A Tribe Takes on Coal

The Northern Cheyenne have a long history of defending their land. Now, they're showing how clean energy progress can still be made.

Charlene Alden stands outside her home in Lame Deer, Montana.
Charlene Alden stands outside her home in Lame Deer, Montana on July 2, 2025. Alden is the Environmental Protection Director for the Northern Cheyenne Tribe. (Louise Johns for Earthjustice)

The Northern Cheyenne Indian Reservation spans 444,000 acres of rolling plains, ponderosa pines, and rivers winding through deep valleys in southeastern Montana.

Above it all towers the smokestacks of one of the largest and dirtiest coal power plants in the country: the Colstrip Steam Electric Station. The Tribe’s reservation lies in the middle of the Powder River Basin, the largest coal-producing region in the United States. More than 43% of all coal mined in the U.S. comes from the region. Coal has also historically provided most of Montana’s energy.

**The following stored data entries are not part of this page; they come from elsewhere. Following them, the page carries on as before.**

PR #143, opened 2018-08-18
Possibly fixes #119

### LINKED ISSUE #119: Vents aren't visible to aliens ventcrawling
This is very painful for aliens. Example image: There's a straight line of vents here that's unbroken, I'm crawling in them but they're not visible.

image

kachnov:
When ayys are ventcrawling vents will appear above the pipes now, I have no clue if this actually works but if its a layering issue (newer versions of BYOND have a few) it might do something

closes #119

### DIFF
--- a/code/_onclick/ventcrawl.dm
+++ b/code/_onclick/ventcrawl.dm
@@ -126,11 +126,14 @@ var/list/ventcrawl_machinery = list(/obj/machinery/atmospherics/unary/vent_pump,
 	if(!network)
 		return
 	for(var/datum/pipeline/pipeline in network.line_members)
-		for(var/atom/X in (pipeline.members || pipeline.edges))
+		for(var/X in (pipeline.members || pipeline.edges))
 			var/obj/machinery/atmospherics/A = X
 			if(!A.pipe_vision_img)
 				A.pipe_vision_img = image(A, A.loc, layer = BELOW_MOB_LAYER, dir = A.dir)
 				A.pipe_vision_img.alpha = 180
+			for (var/obj/machinery/atmospherics/unary/vent_pump/V in get_turf(A))
+				A.pipe_vision_img.layer = V.layer - 0.01
+				break
 			pipes_shown += A.pipe_vision_img
 			if(client)
 				client.images += A.pipe_vision_img
--- a/code/_onclick/ventcrawl.dm
+++ b/code/_onclick/ventcrawl.dm
@@ -126,14 +126,11 @@ var/list/ventcrawl_machinery = list(/obj/machinery/atmospherics/unary/vent_pump,
 	if(!network)
 		return
 	for(var/datum/pipeline/pipeline in network.line_members)
-		for(var/X in (pipeline.members || pipeline.edges))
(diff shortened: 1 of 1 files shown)


code/_onclick/ventcrawl.dm
```diff
@@ -126,11 +126,14 @@ var/list/ventcrawl_machinery = list(/obj/machinery/atmospherics/unary/vent_pump,
 	if(!network)
 		return
 	for(var/datum/pipeline/pipeline in network.line_members)
-		for(var/atom/X in (pipeline.members || pipeline.edges))
+		for(var/X in (pipeline.members || pipeline.edges))
```
ninjanomnom: Do these lists only have atoms for sure? I wouldn't be surprised if there are nested pipeline datums

kachnov: those lists are /obj/machinery/atmospherics/pipe so unless someone fucked up, yes

code/_onclick/ventcrawl.dm
```diff
@@ -126,11 +126,14 @@ var/list/ventcrawl_machinery = list(/obj/machinery/atmospherics/unary/vent_pump,
...
 			var/obj/machinery/atmospherics/A = X
 			if(!A.pipe_vision_img)
 				A.pipe_vision_img = image(A, A.loc, layer = BELOW_MOB_LAYER, dir = A.dir)
 				A.pipe_vision_img.alpha = 180
+			for (var/obj/machinery/atmospherics/unary/vent_pump/V in get_turf(A))
+				A.pipe_vision_img.layer = V.layer - 0.01
+				break
```
ninjanomnom: This is frankly a terrible way to fix the problem, the vents should just be a slightly higher layer in the first place

kachnov: The vent layer is about 25 defines lower than BELOW_MOB_LAYER (2.53 vs 3.79), changing it to be above BELOW_MOB_LAYER could introduce a lot of inconsistencies. And I think the image being at BELOW_MOB_LAYER is generally nice (the vent images go above doors), so it's also a bad idea to give it a lower layer than vents. This is the solution that will fuck up as little as possible IMO.

ninjanomnom: The issue isn't so much with the layering as it is you're looping through every vent on every turf with an atmospherics machinery. Making the pipe images be at their proper layer from the get go without having to be modified every time per mob is the only proper way to handle it.

kachnov: Its probably better to close this PR if the only way to fix it is changing the pipe layer to a lower one. IIRC even on /tg/ ventcrawling pipe images appear above doors and stuff, changing this will remove that helpful feature.

There's probably a better way to fix the issue judging by [this](https://gitlab.com/cmdevs/ColonialMarines/issues/3654) report

ninjanomnom: You can also change it to a higher one, the exact layer isnt what matters

kachnov:
closing because this is a poor solution to the issue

For decades, the Tribe has successfully fought to keep coal development off the reservation. However, the coal industry has made its mark on the neighboring land – and its pollution pays no heed to boundaries drawn on a map. For almost a decade, Earthjustice has worked alongside the Tribe in fights against the strip mines and coal power plants next door.

The Tribe celebrated in 2024 when the Interior Department halted new coal leasing in the region, citing dwindling demand and the growing climate crisis. But with President Trump determined to prop up this dying industry, his administration is poised to undo the ban and expand coal’s footprint. Earthjustice and the Northern Cheyenne are prepared to fight back.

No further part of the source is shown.